━━━━━ DATA FOR THE TASK ━━━━━

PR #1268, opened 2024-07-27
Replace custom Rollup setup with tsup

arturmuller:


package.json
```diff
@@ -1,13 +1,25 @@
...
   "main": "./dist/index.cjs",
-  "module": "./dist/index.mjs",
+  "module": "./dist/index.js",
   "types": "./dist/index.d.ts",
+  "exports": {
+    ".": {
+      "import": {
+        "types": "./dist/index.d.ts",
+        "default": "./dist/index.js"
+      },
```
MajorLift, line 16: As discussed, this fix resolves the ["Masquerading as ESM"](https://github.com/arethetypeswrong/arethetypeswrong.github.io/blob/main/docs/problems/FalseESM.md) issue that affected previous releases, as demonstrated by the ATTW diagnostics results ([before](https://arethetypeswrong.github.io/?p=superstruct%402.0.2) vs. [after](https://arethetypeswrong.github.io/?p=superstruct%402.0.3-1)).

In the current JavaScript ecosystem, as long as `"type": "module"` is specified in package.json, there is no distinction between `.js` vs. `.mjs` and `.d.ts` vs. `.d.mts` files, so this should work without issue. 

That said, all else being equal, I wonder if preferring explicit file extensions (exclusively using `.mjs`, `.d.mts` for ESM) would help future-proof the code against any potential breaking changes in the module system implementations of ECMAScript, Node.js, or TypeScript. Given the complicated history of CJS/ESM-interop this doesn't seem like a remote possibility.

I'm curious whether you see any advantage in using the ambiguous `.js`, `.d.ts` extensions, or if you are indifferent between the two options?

━━━━━
━━━━━ DATA FOR THE TASK ━━━━━

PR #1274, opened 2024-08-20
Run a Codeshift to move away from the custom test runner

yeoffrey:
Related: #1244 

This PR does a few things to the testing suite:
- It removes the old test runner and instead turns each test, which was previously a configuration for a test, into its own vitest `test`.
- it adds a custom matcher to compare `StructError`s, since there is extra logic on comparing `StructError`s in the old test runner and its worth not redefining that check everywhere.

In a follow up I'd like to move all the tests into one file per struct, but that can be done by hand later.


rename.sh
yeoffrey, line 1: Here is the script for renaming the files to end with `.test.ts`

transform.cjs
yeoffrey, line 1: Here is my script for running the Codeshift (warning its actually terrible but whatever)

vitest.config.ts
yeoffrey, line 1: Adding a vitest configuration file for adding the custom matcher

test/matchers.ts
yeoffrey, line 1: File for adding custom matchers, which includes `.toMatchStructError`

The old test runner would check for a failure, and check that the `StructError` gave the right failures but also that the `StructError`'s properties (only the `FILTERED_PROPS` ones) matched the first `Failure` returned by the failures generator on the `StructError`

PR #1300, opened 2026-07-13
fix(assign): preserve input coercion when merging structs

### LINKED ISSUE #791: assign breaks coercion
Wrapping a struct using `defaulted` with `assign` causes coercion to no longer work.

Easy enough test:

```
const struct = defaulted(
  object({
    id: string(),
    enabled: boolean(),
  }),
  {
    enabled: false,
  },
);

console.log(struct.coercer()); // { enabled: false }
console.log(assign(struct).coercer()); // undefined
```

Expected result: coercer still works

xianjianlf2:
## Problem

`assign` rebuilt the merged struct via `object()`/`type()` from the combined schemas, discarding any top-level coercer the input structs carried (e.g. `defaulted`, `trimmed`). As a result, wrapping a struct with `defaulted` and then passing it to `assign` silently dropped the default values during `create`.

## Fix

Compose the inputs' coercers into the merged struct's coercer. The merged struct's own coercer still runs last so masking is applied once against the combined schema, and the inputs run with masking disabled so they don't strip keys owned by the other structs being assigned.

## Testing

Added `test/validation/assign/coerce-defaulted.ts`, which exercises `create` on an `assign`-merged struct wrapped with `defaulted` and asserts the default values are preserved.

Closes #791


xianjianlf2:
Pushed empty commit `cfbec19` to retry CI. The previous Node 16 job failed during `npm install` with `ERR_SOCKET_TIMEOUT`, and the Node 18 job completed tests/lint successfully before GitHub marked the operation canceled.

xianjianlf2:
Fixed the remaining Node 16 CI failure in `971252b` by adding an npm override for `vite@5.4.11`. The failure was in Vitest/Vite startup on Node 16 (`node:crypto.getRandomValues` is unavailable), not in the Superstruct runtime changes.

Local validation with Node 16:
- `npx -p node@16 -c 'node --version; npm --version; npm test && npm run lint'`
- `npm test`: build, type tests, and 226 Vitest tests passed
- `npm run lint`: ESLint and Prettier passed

━━━━━
━━━━━ DATA FOR THE TASK ━━━━━

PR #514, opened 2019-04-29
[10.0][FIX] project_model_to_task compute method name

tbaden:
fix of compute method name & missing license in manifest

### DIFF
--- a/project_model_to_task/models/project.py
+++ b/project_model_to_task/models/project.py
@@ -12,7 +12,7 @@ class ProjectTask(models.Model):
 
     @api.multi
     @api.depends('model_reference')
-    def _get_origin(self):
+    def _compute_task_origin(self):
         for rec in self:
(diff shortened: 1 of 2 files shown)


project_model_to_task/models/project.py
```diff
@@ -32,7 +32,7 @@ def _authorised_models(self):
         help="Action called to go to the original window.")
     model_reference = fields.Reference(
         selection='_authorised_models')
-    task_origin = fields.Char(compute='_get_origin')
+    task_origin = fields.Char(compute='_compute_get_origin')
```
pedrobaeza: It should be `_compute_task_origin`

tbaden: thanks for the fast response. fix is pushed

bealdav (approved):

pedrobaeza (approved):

━━━━━

In the material above, each line with the word "would" should be copied.

That said, all else being equal, I wonder if preferring explicit file extensions (exclusively using `.mjs`, `.d.mts` for ESM) would help future-proof the code against any potential breaking changes in the module system implementations of ECMAScript, Node.js, or TypeScript. Given the complicated history of CJS/ESM-interop this doesn't seem like a remote possibility.
The old test runner would check for a failure, and check that the `StructError` gave the right failures but also that the `StructError`'s properties (only the `FILTERED_PROPS` ones) matched the first `Failure` returned by the failures generator on the `StructError`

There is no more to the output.